#### [Problem statement]
Every record below needs to be printed again exactly.

Collected data
┌────────

PR #2996, opened 2024-12-03
fix(iroh): Poll all AsyncUdpSocket sources fairly

### LINKED ISSUE #2981: AsyncUdpSocket::poll_recv fairness
`AsyncUdpSocket::poll_recv` multiplexes receiving datagrams from 3 different sources:

- IPv4 UDP socket
- IPv6 UDP socket
- Relay channel

Currently they are polled in this specific order: first IPv4, only if that returns `Pending` poll IPv6 and only if also that returns `Pending` does it poll the relay channel.  If one of the polls returns `Ready` the remaining ones are not polled.

This unfairly penalises the relay channel.

----

A possible solution is for the MagicSock to have buffers for datagrams that are ready.  Whenever there is something in the buffers return it as `Poll::Ready` without polling any of the sources.  If the buffers are empty always poll **all** the sources and store any `Ready` results that are not immediately returned in a buffer.

----

This is one of the issues found from #2951.

flub:
## Description

The existing AsyncUdpSocket::poll_recv polled the UDP IPv4 socket
first, only if that has no datagrams would it poll UDP IPv6 and only
also that had no datagrams to deliver was the relay socket polled.

This highly favoured IPv4 relay traffic, potentially starving the
relay traffic.

This change makes it prefer a different source on each poll.  Meaning
if multiple sockets have data to deliver a fairer delivery happens.

Closes #2981.

## Notes & open questions

- Using Ordering::Relaxed is probably fine.  I believe normally
  this polling would only happen from a single task (the Quinn
  endpoint driver) and even if it was polled concurrently from
  different threads it would not be that bad and still an improvement
  on the current order.
  
- I'm not particularly fond of the implementation, but the macros is
  the best I could come up with.  Maybe there's something cleverer
  which can be done.  

## Change checklist

- [x] Self-review.
- [x] Tests if relevant.

### DIFF
--- a/iroh/src/magicsock.rs
+++ b/iroh/src/magicsock.rs
@@ -186,6 +186,8 @@ pub(crate) struct MagicSock {
     /// Stores wakers, to be called when relay_recv_ch receives new data.
     network_recv_wakers: parking_lot::Mutex<Option<Waker>>,
     network_send_wakers: Arc<parking_lot::Mutex<Option<Waker>>>,
+    /// Counter for ordering of [`MagicSock::poll_recv`] polling order.
+    poll_recv_counter: AtomicU64,
 
     /// The DNS resolver to be used in this magicsock.
     dns_resolver: DnsResolver,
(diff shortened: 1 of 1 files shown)


iroh/src/magicsock.rs
```diff
@@ -650,27 +652,86 @@ impl MagicSock {
...
+        macro_rules! poll_relay {
+            () => {
+                match self.poll_recv_relay(cx, bufs, metas) {
+                    Poll::Pending => {}
+                    Poll::Ready(n) => return Poll::Ready(n),
+                }
+            };
+        }
+
+        let counter = self.poll_recv_counter.fetch_add(1, Ordering::Relaxed);
```
dignifiedquire, line 696: is this an overflowing add? otherwise this could become an issue for long running sessions

matheus23: Yep, atomics wrap on overflow: https://doc.rust-lang.org/std/sync/atomic/struct.AtomicU64.html#method.fetch_add

When I talked to @flub about this the last time, I wanted to go even a step further and be intentional about this: Make this an `AtomicU8`.

iroh/src/magicsock.rs
```diff
@@ -650,27 +652,86 @@ impl MagicSock {
...
+                poll_ipv4!();
+                poll_ipv6!();
+                Poll::Pending
+            }
+        }
+    }
+
+    /// Process datagrams received from UDP sockets.
+    ///
+    /// All the `bufs` and `metas` should have initialised packets in them.
```
matheus23, line 724:
```suggestion
    /// All the `bufs` and `metas` should have initialized packets in them.
```
Freedom spelling

iroh/src/magicsock.rs
```diff
@@ -186,6 +186,8 @@ pub(crate) struct MagicSock {
     /// Stores wakers, to be called when relay_recv_ch receives new data.
     network_recv_wakers: parking_lot::Mutex<Option<Waker>>,
     network_send_wakers: Arc<parking_lot::Mutex<Option<Waker>>>,
+    /// Counter for ordering of [`MagicSock::poll_recv`] polling order.
+    poll_recv_counter: AtomicU64,
```
matheus23, line 190:
```suggestion
    /// Counter for ordering of [`MagicSock::poll_recv`] polling order.
    poll_recv_counter: AtomicU8,
```

iroh/src/magicsock.rs
flub: :sob: 

but... but... it's not even public docs!

iroh/src/magicsock.rs
flub: So should it be U8?  Can we expect U8 to be more performant?

Choosing U8 means you get more bias though, since 16 isn't devisable by 3?

iroh/src/magicsock.rs
```diff
@@ -692,77 +753,83 @@ impl MagicSock {
...
-                if packet_is_quic {
-                    quic_packets_count += 1;
-                    is_quic = true;
-                } else {
-                    // overwrite the first byte of the packets with zero.
-                    // this makes quinn reliably and quickly ignore the packet as long as
-                    // [`quinn::EndpointConfig::grease_quic_bit`] is set to `false`
-                    // (which we always do in Endpoint::bind).
-                    packet[0] = 0u8;
-                }
```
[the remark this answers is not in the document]
flub: I guess this is subjective.  I think the way I wrote it has less cognitive overhead since you save a variable which you have to store on your mental stack of things to keep track off and link back to the source.  There is also something about assignment to a variable from 3 different places with like a dozen lines of code between them that I find hard to visually keep track off to map back to the variable.

And since the thing you're doing for each branch is only a single line I prefer this version and don't find the extra cognitive load of a variable worthwhile  :shrug:

iroh/src/magicsock.rs
dignifiedquire: if you want optimial performance, use `usize`, that is usually going to be most efficient

matheus23: > Choosing U8 means you get more bias though, since 16 isn't devisable by 3?

Yeah seems like you'll slightly bias towards 0: 255 % 3 = 0 and 0 % 3 = 0, too. All in all a slightly less than 1% bias though, I don't think it should matter for this case, right?

(If updated to `AtomicUsize` then the bias is much much smaller)

flub: Switched to AtomicUsize

iroh/src/magicsock.rs
flub: switched to AtomicUsize

PR #2997, opened 2024-12-03
feat(iroh-dns-server)!: eviction of stale zonestore entries

rklaehn:
## Description

Configurable eviction of stale zonestore entries.

This works by taking a snapshot of the database in regular intervals and checking if a record is possibly expired. For all possibly expired records a fire and forget message will be sent to the io write actor to check again. The actor will check the expiry again (entry could have been renewed since the last snapshot) and then deletes it if the final check confirms expiry.

Between expiry checks there is a configurable delay, so the thread is not constantly spinning checking for expiry.

We use a second thread since we don't want to block writing new entries by sifting through old entries.

## Breaking Changes

- struct config::Config has a new field zone_store
- struct metrics::Metrics has a new field store_packets_expired

## Notes & open questions

Note: there are two ways to do eviction. One is to carefully keep track of the time for each entry by having a second table that has (timestamp, key) as the key and () as the value. Then you could just evict without doing a full scan by sorting by time ascending.

The downside of course is that you need an entire new table, and you need to update this table every time you update an entry (delete (old time, id), insert (new time, id).

~~So I decided to just do a full scan instead for simplicity. We can change it if it becomes a problem.~~

~~Hm, maybe we should avoid the full scan after all. I can imagine the thing being a bit less responsive than usual while the scan is ongoing. Another idea would be to have an "event log" where you just store (time, id) -> () and then use that to look for eviction *candidates*. Don't bother cleaning up this event log on every update.~~

I have now implemented a second table. It is a multimap table from timestamp to id. This gets updated on every write (slight perf downside here), and can be used to scan for evictions without having to do a full scan.

There is quite a lot of code just to expose these config options. We could also omit this and just use reasonable defaults.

└────────

#### [Exercise solution]
PR #2996, opened 2024-12-03
fix(iroh): Poll all AsyncUdpSocket sources fairly

### LINKED ISSUE #2981: AsyncUdpSocket::poll_recv fairness
`AsyncUdpSocket::poll_recv` multiplexes receiving datagrams from 3 different sources:

- IPv4 UDP socket
- IPv6 UDP socket
- Relay channel

Currently they are polled in this specific order: first IPv4, only if that returns `Pending` poll IPv6 and only if also that returns `Pending` does it poll the relay channel.  If one of the polls returns `Ready` the remaining ones are not polled.

This unfairly penalises the relay channel.

----

A possible solution is for the MagicSock to have buffers for datagrams that are ready.  Whenever there is something in the buffers return it as `Poll::Ready` without polling any of the sources.  If the buffers are empty always poll **all** the sources and store any `Ready` results that are not immediately returned in a buffer.

----

This is one of the issues found from #2951.

flub:
## Description

The existing AsyncUdpSocket::poll_recv polled the UDP IPv4 socket
first, only if that has no datagrams would it poll UDP IPv6 and only
also that had no datagrams to deliver was the relay socket polled.

This highly favoured IPv4 relay traffic, potentially starving the
relay traffic.

This change makes it prefer a different source on each poll.  Meaning
if multiple sockets have data to deliver a fairer delivery happens.

Closes #2981.

## Notes & open questions

- Using Ordering::Relaxed is probably fine.  I believe normally
  this polling would only happen from a single task (the Quinn
  endpoint driver) and even if it was polled concurrently from
  different threads it would not be that bad and still an improvement
  on the current order.
  
- I'm not particularly fond of the implementation, but the macros is
  the best I could come up with.  Maybe there's something cleverer
  which can be done.  

## Change checklist

- [x] Self-review.
- [x] Tests if relevant.

### DIFF
--- a/iroh/src/magicsock.rs
+++ b/iroh/src/magicsock.rs
@@ -186,6 +186,8 @@ pub(crate) struct MagicSock {
     /// Stores wakers, to be called when relay_recv_ch receives new data.
     network_recv_wakers: parking_lot::Mutex<Option<Waker>>,
     network_send_wakers: Arc<parking_lot::Mutex<Option<Waker>>>,
+    /// Counter for ordering of [`MagicSock::poll_recv`] polling order.
+    poll_recv_counter: AtomicU64,
 
     /// The DNS resolver to be used in this magicsock.
     dns_resolver: DnsResolver,
(diff shortened: 1 of 1 files shown)


iroh/src/magicsock.rs
```diff
@@ -650,27 +652,86 @@ impl MagicSock {
...
+        macro_rules! poll_relay {
+            () => {
+                match self.poll_recv_relay(cx, bufs, metas) {
+                    Poll::Pending => {}
+                    Poll::Ready(n) => return Poll::Ready(n),
+                }
+            };
+        }
+
+        let counter = self.poll_recv_counter.fetch_add(1, Ordering::Relaxed);
```
dignifiedquire, line 696: is this an overflowing add? otherwise this could become an issue for long running sessions

matheus23: Yep, atomics wrap on overflow: https://doc.rust-lang.org/std/sync/atomic/struct.AtomicU64.html#method.fetch_add

When I talked to @flub about this the last time, I wanted to go even a step further and be intentional about this: Make this an `AtomicU8`.

iroh/src/magicsock.rs
```diff
@@ -650,27 +652,86 @@ impl MagicSock {
...
+                poll_ipv4!();
+                poll_ipv6!();
+                Poll::Pending
+            }
+        }
+    }
+
+    /// Process datagrams received from UDP sockets.
+    ///
+    /// All the `bufs` and `metas` should have initialised packets in them.
```
matheus23, line 724:
```suggestion
    /// All the `bufs` and `metas` should have initialized packets in them.
```
Freedom spelling

iroh/src/magicsock.rs
```diff
@@ -186,6 +186,8 @@ pub(crate) struct MagicSock {
     /// Stores wakers, to be called when relay_recv_ch receives new data.
     network_recv_wakers: parking_lot::Mutex<Option<Waker>>,
     network_send_wakers: Arc<parking_lot::Mutex<Option<Waker>>>,
+    /// Counter for ordering of [`MagicSock::poll_recv`] polling order.
+    poll_recv_counter: AtomicU64,
```
matheus23, line 190:
```suggestion
    /// Counter for ordering of [`MagicSock::poll_recv`] polling order.
    poll_recv_counter: AtomicU8,
```

iroh/src/magicsock.rs
flub: :sob: 

but... but... it's not even public docs!

iroh/src/magicsock.rs
flub: So should it be U8?  Can we expect U8 to be more performant?

Choosing U8 means you get more bias though, since 16 isn't devisable by 3?

iroh/src/magicsock.rs
```diff
@@ -692,77 +753,83 @@ impl MagicSock {
...
-                if packet_is_quic {
-                    quic_packets_count += 1;
-                    is_quic = true;
-                } else {
-                    // overwrite the first byte of the packets with zero.
-                    // this makes quinn reliably and quickly ignore the packet as long as
-                    // [`quinn::EndpointConfig::grease_quic_bit`] is set to `false`
-                    // (which we always do in Endpoint::bind).
-                    packet[0] = 0u8;
-                }
```
[the remark this answers is not in the document]
flub: I guess this is subjective.  I think the way I wrote it has less cognitive overhead since you save a variable which you have to store on your mental stack of things to keep track off and link back to the source.  There is also something about assignment to a variable from 3 different places with like a dozen lines of code between them that I find hard to visually keep track off to map back to the variable.

And since the thing you're doing for each branch is only a single line I prefer this version and don't find the extra cognitive load of a variable worthwhile  :shrug:

iroh/src/magicsock.rs
dignifiedquire: if you want optimial performance, use `usize`, that is usually going to be most efficient

matheus23: > Choosing U8 means you get more bias though, since 16 isn't devisable by 3?

Yeah seems like you'll slightly bias towards 0: 255 % 3 = 0 and 0 % 3 = 0, too. All in all a slightly less than 1% bias though, I don't think it should matter for this case, right?

(If updated to `AtomicUsize` then the bias is much much smaller)

flub: Switched to AtomicUsize

iroh/src/magicsock.rs
flub: switched to AtomicUsize

PR #2997, opened 2024-12-03
feat(iroh-dns-server)!: eviction of stale zonestore entries

rklaehn:
## Description

Configurable eviction of stale zonestore entries.

This works by taking a snapshot of the database in regular intervals and checking if a record is possibly expired. For all possibly expired records a fire and forget message will be sent to the io write actor to check again. The actor will check the expiry again (entry could have been renewed since the last snapshot) and then deletes it if the final check confirms expiry.

Between expiry checks there is a configurable delay, so the thread is not constantly spinning checking for expiry.

We use a second thread since we don't want to block writing new entries by sifting through old entries.

## Breaking Changes

- struct config::Config has a new field zone_store
- struct metrics::Metrics has a new field store_packets_expired

## Notes & open questions

Note: there are two ways to do eviction. One is to carefully keep track of the time for each entry by having a second table that has (timestamp, key) as the key and () as the value. Then you could just evict without doing a full scan by sorting by time ascending.

The downside of course is that you need an entire new table, and you need to update this table every time you update an entry (delete (old time, id), insert (new time, id).

~~So I decided to just do a full scan instead for simplicity. We can change it if it becomes a problem.~~

~~Hm, maybe we should avoid the full scan after all. I can imagine the thing being a bit less responsive than usual while the scan is ongoing. Another idea would be to have an "event log" where you just store (time, id) -> () and then use that to look for eviction *candidates*. Don't bother cleaning up this event log on every update.~~

I have now implemented a second table. It is a multimap table from timestamp to id. This gets updated on every write (slight perf downside here), and can be used to scan for evictions without having to do a full scan.

There is quite a lot of code just to expose these config options. We could also omit this and just use reasonable defaults.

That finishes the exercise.